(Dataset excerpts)
>>>

Issue #4500, opened 2020-12-04
firmware: modernize check for update et al


fichtner:
- [x] Extend JSON parsing of opnsense-version for non-core pacakges
- [x] Support console-bound firmware audits (similar to what rc.firmware.subr is doing)
- [x] Provide health and security audits from the console (through option 12)
- [x] ~~Base update can reroot, saving a reboot. Packages install can probably continue without the need for a reboot (unless it is a major OS upgrade maybe).~~ No, it's still buggy.
- [x] Add an overview page for currently installed system information -- the current page gives too little context about its current firmware state
- [x] Scrape business ID from mirror URL
- [x] Plugins are installed without upgrading to the latest version. Maybe we should enforce the latest version check to make sure this is all going fine -- the backend is already wrapped neatly to do this
- [x] Except the backend thinks that install will always run fine, make sure to check if it did indeed go ok.
- [x] UX rework of the missing plugin registration / dismissal
- [x] ~~Small cosmetic bug on the side: reopening the GUI page makes "upgrades" run as "execution" in the blue box which might be misleading~~ The page no longer prints these.
- [x] Improve metadata for plugins as well -- expand to JSON, add product_id at least
- [x] Register misconfigured plugins during resync run when we have JSON data for plugins
- [x] ~~Changing to an unknown release type should fail earlier in opnsense-update~~ The only bug to find was stripping the vital flag when the type target package was not found (pkg-fetch does not error at all)
- [x] Reload the menu after performing an upgrade (\*\*\*DONE\*\*\*) so that we have the new menu structure rendered after e.g. installing a new package.
- [x] api/core/firmware/changelog/N/A lookup is silly during release type transition
- [x] Add business release type and rename production to community
- [x] Changelog URL to business mirror on matching release type
- [x] Firmware connectivity audit (pkg update -f to see for users at least)
- [x] Show configured repositories on status page
- [x] ~~When lighttpd keeps running we get lots of errors while files are being removed and added again. One option would be to take down the server for the time or at least block access to the PHP scripts (a 503 will probably do fine as well)~~ Fixed the timeout trigger instead and we will see how that goes
- [x] Filter for packages and plugins tab
- [x] The check.sh run is prone to timeout errors via configd and we can't see its progress -- interpreting some of the values already but actually seeing them might make more sense. Thus we move the check to the backend and interpret the output via existing call but funnel the check result through the new product status.
[...]

PR #4684, opened 2021-02-07
Sidebar - fix for too long a-link list

opnsenseuser:
if there is not enough space in a list of links upwards, the list moves down by the number of menu entries. so the problem with too many entries should now be solved. I hope that suits you. if so, please test. Thank you

### DIFF
--- a/src/opnsense/www/js/opnsense_theme.js
+++ b/src/opnsense/www/js/opnsense_theme.js
@@ -62,7 +62,7 @@ $(document).ready(function () {
                 close_submenu(this);
                 if (currentHeight > (winHeight - li_itemH)) {
                     var divPos = ((divHeight - li_itemH) > divTop) ? -(((divHeight - li_itemH) - divTop)) : 3;
-		    var viewresult = that.next('div').css('margin-top', -divHeight - (that.is(layer1_a) ? divPos : 0));
+                    var viewresult = that.next('div').css('margin-top', -divHeight - (that.is(layer1_a) ? divPos : 0));
                 }
             }
         },
--- a/src/opnsense/www/js/opnsense_theme.js
+++ b/src/opnsense/www/js/opnsense_theme.js
@@ -45,7 +45,7 @@ $(document).ready(function () {
     footH = $('.page-foot').height(),
     headerH = $('.navbar').height(),
     li_itemH = $('a.list-group-item').height(),
-    navHeight = (countA * li_itemH) + ((footH + headerH) - (20 + countA)),
+    navHeight = (countA * parseInt(li_itemH)) + ((footH + headerH) - (20 + countA)),
     events = {
         mouseenter: function () {
             $('#navigation.col-sidebar-left').css('width', '415px');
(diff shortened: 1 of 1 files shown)


opnsenseuser:
grafik

kulikov-a:
Hi
may i ask which editor are you using? all spaces are replaced with tabs?
as a result, the entire file is perceived as new -  need to read the entire file in search of 2 lines of changes)

kulikov-a:
I have the opposite problem
menu
can the `(currentHeight > winHeight)` condition be slightly changed?

opnsenseuser:
if there is not enough space "down" it should already pop "up" and if there is even not enough space it should now move down by the number of menu entries!

opnsenseuser:
i think 

grafik 

is the problem. you can´t read the last line because the https...... overlaps it.

opnsenseuser:
@kulikov-a i changed this

kulikov-a:
@opnsenseuser 

> you can´t read the last line because the https...... overlaps it.

yes and not only. even when the status line disappears (although this is already inconvenient) the last menu item (in this case Web Proxy) is half hidden behind the browser window. Therefore, I propose to pop the menu up if the "current" and "win" heights differ by less than the height of one menu item

>  i changed this

thanks!!

opnsenseuser:
if I did not miscount, then 34 plugins are now mutually exclusive with a resolution of 1080. that should be enough for now. 
grafik

opnsenseuser:
@fichtner any change to get this into master? Or do you think we need a better solution? Only alternative way is to use a scrollbar. But i want to avoid that because it would be more usability friendly. And compared to freenas or pfsense it would be something different in the operation. What do you think about this? regards rené

opnsenseuser:
I am still of the opinion that the services could also be divided. So make subdivisions in the service folder according to e.g. DNS services, proxy services, tools, etc. Regardless of this, the list at opnsense and also at pfsense is far too long and should be divided. But that's just my point of view.

AdSchellevis:
@opnsenseuser let's try this on master and see how it goes. thanks

opnsenseuser:
For what reason was the update not adopted in the current version of opnsense?

fichtner:
The rule of thumb is core changes go on development release for one cycle.

opnsenseuser:
ok, i see...thx

opnsenseuser:
@fichtner I have a question and please don't be angry. I just wanted to know whether the sidebar will go online with the next release? Please don't get my question wrong. If not, I just wanted to know if I had to change something or made a mistake or the sidebar doesn´t work properly and this is the reason that you didn't release the update. 
i would just like to know, because maybe i can improve something in the future!

Thanks for the info and have a nice day - best regards, rené

fichtner:
We wanted to do the larger rework of #4500 first to finish the proper menu reload even when sidebar is active. A number of vars are attached to the old menu so after reload nothing works anymore as you noted yourself.

opnsenseuser:
@fichtner Is there anything i can do to help you?

Issue #2946, opened 2018-11-20
DHCP server dynamic IP allocation with Host Name and Description fields from Static info


Northguy:
I configured OPNsense as DHCP server and would like to identify my devices in the DHCP leases table a bit more easily, based on a description. Most devices only show generic manufacturer info under the MAC address, but do not provide a Hostname or a more verbose description.

I tried creating a static mapping for the MAC address but am not necessarily looking for a static IP lease. Therefore I did not fill in the IP address in the edit box. According to the help it says "If no IPv4 address is given, one will be dynamically allocated from the pool", but if I follow this way, the MAC address is shown as ' static'  in the leases table without an IP. i.e.: I have created a static lease without a visible dynamic IP?

Is this a bug, or is there another way to create an easily identifiable indicator for the MAC addresses that have obtained a dynamic lease? 

Issue seems (not entirely) related to https://github.com/opnsense/core/issues/1465

zz0rk:
I am in the same boat and would also appreciate some feedback from an expert. I've set up several static DHCP mappings and they show as 'active' when in use under Leases; but no IP address is being populated for each entry row.

ja-finn:
I was looking for the same. In my old Asus router I could just type in a new hostname and I'm guessing it tied it to the MAC. It's really nice to have for devices that you can't set a hostname on (ie IoT).

Further it seems that setting a static entry without defining an IP address leaves you unable to edit the entry afterwards. No edit button or thrascan to remove it. 

OPNsense 19.1.1

![screenshot from 2019-02-08 09-54-46](https://user-images.githubusercontent.com/13936979/52468007-a75d4e00-2b87-11e9-9307-dddae8f346db.png)

teklabania:
Here's some more formal BUG report for the issue.

# Brief description:
What I want to achieve is to translate MAC address to hostname without caring about IP address assigned to the host.

# OPNSense: 19.1.6

# Steps to reproduce
 - go to Services -> Unbound DNS -> General
 - set "Register DHCP static mappings" to true
 - go to Services -> DHCPv4 -> Interface
 - scroll down to section "DHCP Static Mappings for this interface."
 - click "+" to add new Static DHCP Mapping	
 - Under "Static DHCP Mapping" provide:
   - MAC address
   - Hostname
 - click Save
 - go to Services -> DHCPv4 -> Leases

# Results
 - IP from the pool is leased to MAC address
 - No hostname is assigned to IP address
[...]

PR #4689, opened 2021-02-09
DHCP: Update DNS with hostname only static entries

gwjo:
When a DHCP static entry is created with a hostname but no IP address, Unbound DNS is not update when an IP address from the DHCP pool is assigned to the client.

As discussed in #2946 the issue is that the hostname reported in the `client-hostname` field in dhcpd.leases is the hostname reported by the client.  This change adds the configured hostname to a _set_ variable, `hostname-override`, that gets recorded in dhcpd.leases, then use this value if preset to update the DNS server record.

This only works with the Unbound DNS server, but it could be extended to work with dnsmasq by updating sbin/dhcpleases to parse `hostname-override`

### DIFF
--- a/src/www/services_dhcpv6_edit.php
+++ b/src/www/services_dhcpv6_edit.php
@@ -207,7 +207,6 @@ include("head.inc");
                       <input name="hostname" type="text" value="<?=$pconfig['hostname'];?>" />
                       <div class="hidden" data-for="help_for_hostname">
                         <?=gettext("Name of the host, without domain part.");?>
-                        <?=gettext("If no IP address is given above, hostname will not be visible to DNS services with lease registration enabled.");?>
                       </div>
                     </td>
                   </tr>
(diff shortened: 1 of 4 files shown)


AdSchellevis:
@gwjo took some time to review, but looks practical. Thanks!

src/www/services_dhcpv6_edit.php
```diff
@@ -207,7 +207,6 @@
                       <input name="hostname" type="text" value="<?=$pconfig['hostname'];?>" />
                       <div class="hidden" data-for="help_for_hostname">
                         <?=gettext("Name of the host, without domain part.");?>
-                        <?=gettext("If no IP address is given above, hostname will not be visible to DNS services with lease registration enabled.");?>
```
fichtner, line 210: @gwjo @AdSchellevis might not work for dhcpv6 just yet. we don't have parity between newer unbound dhcpv4 reader and the legacy readers dhcpleases and dhcpleases6. Looking closely at dhcpleases6 it looks like it doesn't do anything at all?

https://github.com/opnsense/ports/blob/master/opnsense/dhcpleases/files/dhcpleases6.c

fichtner: Ok it does one thing only...run a given command https://github.com/opnsense/ports/blob/d92b0a3845d4a6441054fd25012e28eb1a11a8b0/opnsense/dhcpleases/files/dhcpleases6.c#L559

Issue #3343, opened 2019-03-16
Router Advertisements: 'Advertise Default Gateway' setting not working


maurice-w:
**Describe the bug**
Enabling 'Advertise Default Gateway' in the 'Router Advertisements' settings adds a `::/0` route to RAs, disabling it removes that route. This is not the correct way of (not) advertising a default gateway: Receipt of **any** RA with Router Lifetime > 0 will cause hosts to install a default route to the RA's source address, so advertising a `::/0` route is redundant at least. This also means that disabling 'Advertise Default Gateway' does not stop hosts from installing a default route (because the Router Lifetime in RAs is still > 0).

**To Reproduce**
1. Go to 'Services' / 'Router Advertisements' / 'LAN'
2. Enable 'Advertise Default Gateway' and save
3. Do a packet capture on the LAN interface and have a look at the RAs. They contain route information for `::/0` (which is redundant).
4. Go to 'Services' / 'Router Advertisements' / 'LAN'
5. Disable 'Advertise Default Gateway' and save
6. Check whether hosts in the LAN still use OPNsense as their default gateway. Spoiler: They do, which means that this setting does not have the desired effect.
7. Do a packet capture on the LAN interface and have a look at the RAs. They don't contain route information for `::/0` (good), but the Router Lifetime is > 0 (bad).

**Expected behavior**
- RAs should never contain route information for `::/0`.
- Disabling 'Advertise Default Gateway' should set the Router Lifetime to 0.

**Additional context**
[RFC 4861 (Neighbor Discovery for IP version 6 (IPv6))](https://tools.ietf.org/html/rfc4861)
> A router might want to send Router Advertisements without advertising itself as a default router. For instance, a router might advertise prefixes for stateless address autoconfiguration while not wishing to forward packets. Such a router sets the Router Lifetime field in outgoing advertisements to zero.

**Environment**
OPNsense 19.1.4-amd64

fichtner:
@maurice-w please double-check e67dade

maurice-w:
Thanks @fichtner, works as expected after applying the patch to 19.7.a_701 and re-saving the RA config.

fichtner:
@maurice-w Thanks for testing. Side question, does the CARP feature mentioned in the patch make sense to you? (using RemoveRoute off / DeprecatePrefix off)

maurice-w:
[...]

PR #4692, opened 2021-02-10
radvd: don't advertise ::/0 route

maurice-w:
As discussed back in #3343: Router Advertisements should never contain a ::/0 route. A default route is indicated by setting the Router Lifetime to > 0. This was originally fixed by @fichtner in e67dade991d631d7edba5b750a87396b38bac2e1, but the ::/0 route is still added for CARP interfaces and "static mode" interfaces (introduced in 66dc0e9b29ec3d7fbe2446faf057116e6a9b6337).

I only noticed this after recently switching to static interface mode.

### DIFF
--- a/src/etc/inc/plugins.inc.d/dhcpd.inc
+++ b/src/etc/inc/plugins.inc.d/dhcpd.inc
@@ -355,12 +355,6 @@ function dhcpd_radvd_configure($verbose = false, $blacklist = array())
             $radvdconf .= "\t};\n";
         }
 
-        if (!empty($dhcpv6ifconf['rainterface'])) {
-            $radvdconf .= "\troute ::/0 {\n";
-            $radvdconf .= "\t\tRemoveRoute off;\n";
-            $radvdconf .= "\t};\n";
-        }
-
         if (!empty($dhcpv6ifconf['raroutes'])) {
             foreach (explode(',', $dhcpv6ifconf['raroutes']) as $raroute) {
                 $radvdconf .= "\troute {$raroute} {\n";


fichtner:
Just to chase this down I looked up the original commit: https://github.com/pfsense/pfsense/commit/dc131dfe2d

To me it looks reasonable as previously discussed. Routes are still sticky in CARP so this shouldn't cause any trouble. Thanks!

maurice-w:
The commit history just before the one you referenced really tells a story. Seems they tried to prevent the default route from flapping in case of a CARP failover.

- First, 'DeprecatePrefix off' was added. Makes sense for CARP, but is unrelated to the default route.
- Then, 'RemoveRoute off' was added to the advertised prefix. Which doesn't work because this is a route option, not a prefix option.
- When realising that, the interface's prefix was additionally advertised as a route and 'RemoveRoute off' moved there. Which makes zero sense (pun intended).
- Finally, that route was changed to ::/0. Which still does nothing, but it seems it was just left like this ever since.

Is there a good English word for "verschlimmbessern"?

fichtner:
https://www.dict.cc/?s=verschlimmbessern

"disimprove" klingt gar nicht mal schlecht :)


Grüsse
Franco

marjohn56:
A word rarely used...  I had to look up the word..

image

I think.. "just made matters worse" is the polite way of saying it.

fichtner:
1820's... those were the days... and "just made matters worse" sounds very rude in British context, doesn't it? ;)

marjohn56:
Not at all, If you had a wound, and I rubbed salt into it, then you might say "That's just made matters worse". Of course I would nit rub salt into an open wound. 😎

PR #4694, opened 2021-02-10
proxy fetchACLs: Change close() semantics

gregveldman:
Under current close() semantics for a DomainSorter() object, more general (e.g. higher level) domains are evaluated after subdomains.  This resulted in a curious situation in which if ads.foo.bar was in a blacklist under one category and foo.bar was in the same blacklist under a different category, the resulting ACL file would have:

```
.ads.foo.bar
foo.bar
```

Which would result in any subdomain other than ads being accessible.  Change the semantics so that higher level domains are considered first and prefixed with `.`, and if any subdomains are subsequently encountered they are just skipped.

### DIFF
--- a/src/opnsense/scripts/proxy/fetchACLs.py
+++ b/src/opnsense/scripts/proxy/fetchACLs.py
@@ -229,7 +229,7 @@ class DomainSorter(object):
                     break
                 else:
                     set_content[line.split('|')[0]] = '|'.join(line.split('|')[1:])
-            for itemkey in sorted(set_content, reverse=True):
+            for itemkey in sorted(set_content, reverse=False):
                 yield set_content[itemkey]
 
     @staticmethod
@@ -262,9 +262,12 @@ class DomainSorter(object):
                         # duplicate, skip
                         continue
                     if self.is_domain(line):
-                        # prefix domain, if this domain is different then the previous one
-                        if prev_line is None or '.%s' % line not in prev_line:
+                        # write prefix for domain, but only if it is not a
+                        # subdomain of the previous entry - if so, skip
+                        if prev_line is None or '.%s' % prev_line not in line:
                             f_out.write(b'.')
+                        else:
+                            continue
                     f_out.write(line.encode())
                     prev_line = line
 


AdSchellevis:
that's the intended behaviour, if a sub domain is defined, it's not going to match all from the top level. (most of these lists don't really distinct between wildcards and explicit matches, which results in unexpected matches for quite some of them).

gregveldman:
The proposed change doesn't add the higher level domain if only a subdomain is blocked.  Rather, it addresses an incomplete condition in the current scheme.  Consider the following actual example.

In the Shalla list, `ads.facebook.com` is blocked as an advertising domain:
```
$ grep facebook.com BL/adv/domains 
ads.ak.facebook.com
ads.facebook.com
```

At the same time, `facebook.com` is blocked as a social networking site:
```
$ grep facebook.com BL/socialnet/domains 
facebook.com
facebook.com.br
facebook.com.tr
```

Using the current algorithm, the resulting ACL file contains:
```
.ads.facebook.com
facebook.com
```

This leaves users behind a filtering Squid, using the ACL as generated, free to visit the site `www.facebook.com` if the ACL is generated using both categories above.  In other words, the generated ACL is incomplete for purpose.

Under the proposed change, the ACL file would contain simply `.facebook.com` (note the preceding `.` here and its absence above), which blocks users from visiting `facebook.com`, `www.facebook.com`, `ads.facebook.com`, and any other subdomain.  In other words, the filter is now complete, and the ACL matches on anything in the facebook.com domain.  If the local admin chose to filter only the `adv` category and not `socialnet`, there would be no change: the resulting ACL would only contain `.ads.facebook.com` and users would still be free to visit `facebook.com`, `www.facebook.com`, or any other subdomains of that site.

AdSchellevis:
The problem is that the original intend of the domain (wildcard or not) isn't clear, which means some higher level domains are being blocked unintended when always assuming wildcard. We might consider this type of change if a lot of people report similar issues and there seems to be a general understanding that all domains are intended as wildcards and there's enough test coverage to prevent future complains. 

It has been quite some time that I build this script and if I remember correctly the above logic has side affects.

gregveldman:
Fair enough.  Feel free to close this then if you like.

<<<

=== Instructions for the task ===
Once the line containing "- [x] Register" has been written out, please stop; every line before it, back to the first line of the records above, should be given exactly.

=== Task result ===
Issue #4500, opened 2020-12-04
firmware: modernize check for update et al


fichtner:
- [x] Extend JSON parsing of opnsense-version for non-core pacakges
- [x] Support console-bound firmware audits (similar to what rc.firmware.subr is doing)
- [x] Provide health and security audits from the console (through option 12)
- [x] ~~Base update can reroot, saving a reboot. Packages install can probably continue without the need for a reboot (unless it is a major OS upgrade maybe).~~ No, it's still buggy.
- [x] Add an overview page for currently installed system information -- the current page gives too little context about its current firmware state
- [x] Scrape business ID from mirror URL
- [x] Plugins are installed without upgrading to the latest version. Maybe we should enforce the latest version check to make sure this is all going fine -- the backend is already wrapped neatly to do this
- [x] Except the backend thinks that install will always run fine, make sure to check if it did indeed go ok.
- [x] UX rework of the missing plugin registration / dismissal
- [x] ~~Small cosmetic bug on the side: reopening the GUI page makes "upgrades" run as "execution" in the blue box which might be misleading~~ The page no longer prints these.
- [x] Improve metadata for plugins as well -- expand to JSON, add product_id at least
- [x] Register misconfigured plugins during resync run when we have JSON data for plugins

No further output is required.